New York, 15 gen 05:44 - (Agenzia Nova) - L'amministrazione del presidente degli Stati Uniti, Donald Trump, ha aggiunto altre nove aziende cinesi alla lista delle compagnie controllate o collegate alle Forze armate cinesi. Lo riferisce la stampa Usa, che cita tra le nuove aggiunte il costruttore di smartphone Xiaomi, il costruttore di aeromobili Comac, e la compagnia petrolifera Cnooc. Come per le altre aziende inserite nella lista nera del governo Usa, gli investitori statunitensi avranno tempo fino al prossimo 11 novembre per disinvestire e chiudere la loro esposizione alle compagnie cinesi in questione.

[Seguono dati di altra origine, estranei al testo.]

PR #3992, opened 2023-07-12
Stack Switching: Save the Python state when suspending and restore it when done

hoodmane:
This allows bidirectional stack switching and other arbitrary control flow, whereas
without this patch arbitrary control flow terribly messes up the Python interpreter
state.

By far the most subtle thing here is the manipulation of the cframe state. This
required careful reading of the greenlet source code and a large amount of trial
and error to get right.

Unfortunately the file pystate.c is tightly coupled to the Python version. There are
apparently plans to try to upstream some of this code from greenlet into Python itself.
In the meantime, it should be possible to continue updating it by imitating greenlet.


ryanking13 (approved):
Thanks for working on this @hoodmane! I tried similar stuff in #3705 using only public APIs but failed and gave up, so I am very glad you made this work :)

I didn't read the code in detail TBH, as I don't know about the internal and private frame state of CPython, but it generally looks okay to me (thanks for the detailed comment).

ryanking13:
Thanks again @hoodmane!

Le banche d'investimento degli Stati Uniti deindicizzeranno un totale di circa 500 prodotti finanziari strutturali quotati ad Hong Kong, in accordo con le direttive emanate dall'amministrazione del presidente Usa Donald Trump. Lo riferisce la stampa Usa, che fa riferimento alla documentazione presentata alla borsa valori della ex colonia britannica da Goldman Sachs, JpMorgan e Morgan Stanley. L'amministrazione Trump ha varato lo scorso 12 novembre il decreto esecutivo 13959, che identifica una serie di aziende controllate o legate alle Forze armate cinesi, e ritenute una minaccia per la sicurezza nazionale. L'ordinanza proibisce investimenti Statunitensi su un totale di 35 aziende cinesi, inclusi tre colossi cinesi delle telecomunicazioni: China Mobile, China Telecommunications, e China United Network Communications, in aggiunta ad aziende produttrici di sistemi di sorveglianza come Hikvision, e di semiconduttori come Smic. Il decreto entra formalmente in vigore lo scorso 11 gennaio, e proibisce a qualunque investitore Usa, inclusi i fondi previdenziali, di effettuare il trading di obbligazioni societarie delle aziende in questione, fatta eccezione per le operazioni di disinvestimento, che saranno possibili sino al prossimo 11 novembre.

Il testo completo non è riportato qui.